ZURICH (Reuters) - Switzerland’s ABB Ltd ABBN.VX beat forecasts for net profit and order intake and said business was improving in China, sending its shares to their highest in a year and a half.
The world’s biggest supplier of industrial motors and power grids, sensitive to cyclical swings in the global economy, said it would focus on cutting costs to offset near-term uncertainty about growth in Europe and the United States.
However Chief Executive Joe Hogan was more upbeat about China, contrasting with comments from German rival Siemens AG (SIEGn.DE) which said last month it did not expect the global economy to provide any tailwinds this year, with weakness in China and recession in the euro zone dragging on demand.
Hogan said demand in China grew 10 percent in the fourth quarter across almost all of ABB’s units, making him optimistic for the year as a whole.
“ABB shows clearly a better business development than some European competitors,” said Christoph Ladner, an analyst at brokerage Kepler Capital Markets.
Hogan has sought to cut costs to combat a sluggish global economy that has sapped demand for factory equipment and prompted clients to postpone big capital expenditure projects.
He said in a video message ABB would have to carefully balance costs against growth prospects and would cap capital investment growth at around the inflation rate, after spending grew almost 70 percent over the past three years.
Shares in ABB, which trade at 14.5 times estimated 2013 earnings compared with 13.6 times for Siemens and 13.4 times for French competitor Schneider (SCHN.PA), were up 4.3 percent by 0847 GMT, against a 0.2 percent firmer European sector .SXNP.
The stock rose as high as 20.75 francs, its highest since July 2011.
Tough price competition in Asia, uncertainty over wind farms and a backlog of low-margin orders weighed on ABB’s two power units in 2012.
The company said in December it would be more selective about projects in its power systems unit in an attempt to make the division more profitable.
It is also concentrating on consolidating acquisitions from a spending spree over the past few years.
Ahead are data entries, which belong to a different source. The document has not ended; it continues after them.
PR #413, opened 2015-03-10
Relicense code and tests under mozilla public license version 2

### LINKED ISSUE #410: MPL?
Saw some discussion [here](https://news.ycombinator.com/item?id=9156644) where [MPL](https://tldrlegal.com/license/mozilla-public-license-2.0-(mpl-2)) came up. It makes much more sense to me than LGPL, especially for Julia code.
Under MPL:
- If someone embeds JuMP in a commercial application, they must release the source code and any modifications they've made at the source level.

Under LGPL:
- All of the above, and they must "link" to JuMP dynamically and let users "link" in their own version of JuMP.

It's not clear at all what "linking" means for Julia code, and if it's not clear to us, I don't see how anyone else could confidently interpret the license. It doesn't help us to have a licence that's difficult to interpret and apply.

mlubin:
closes #410

### DIFF
--- a/LICENSE.md
+++ b/LICENSE.md
@@ -1,16 +1,381 @@
-Copyright (c) 2014: Iain Dunning, Miles Lubin, Joseph Huchette, and John Lepird.
+Copyright (c) 2015: Iain Dunning, Joey Huchette, Miles Lubin, and contributors
 
-The JuMP Julia module is licensed under the **[LGPL]** version 3:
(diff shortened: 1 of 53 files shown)


mlubin:
I didn't put MPL headers on the code in ``examples/``. Should these be more liberally licensed? Does it matter?

joehuchette:
Probably doesn't matter

mlubin:
Ready to go

PR #419, opened 2015-03-19
a slight change in the explanation of setValue.

chkwon:


mlubin:
Thanks for catching this!

chkwon:
my pleasure.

Orders have been supported by electrical-components maker Thomas & Betts, which ABB bought in 2012 for $3.9 billion to boost exposure to North America.
Despite the global weakness in the fourth quarter, orders at ABB rose 4 percent to $10.5 billion, with a 41 percent jump in orders from the Americas offsetting a 25 percent drop in Asia. That beat the average estimate of $9.8 billion in a Reuters poll of analysts.
Its order backlog at the end of December rose 7 percent from a year earlier to $29.3 billion.
Fourth-quarter net profit fell 27 percent to $604 million, hit by a $350 million charge, flagged in December, to revamp its power systems unit. Analysts in a Reuters poll had forecast profit of $532 million.
The company, which also makes components for the oil and gas industry, said it was targeting cost savings and productivity improvements equivalent to 3 percent to 5 percent of cost sales every year. It cut costs by $1.1 billion in 2012.
It said it would pay a dividend of 0.68 francs per share compared with 0.65 francs a year earlier.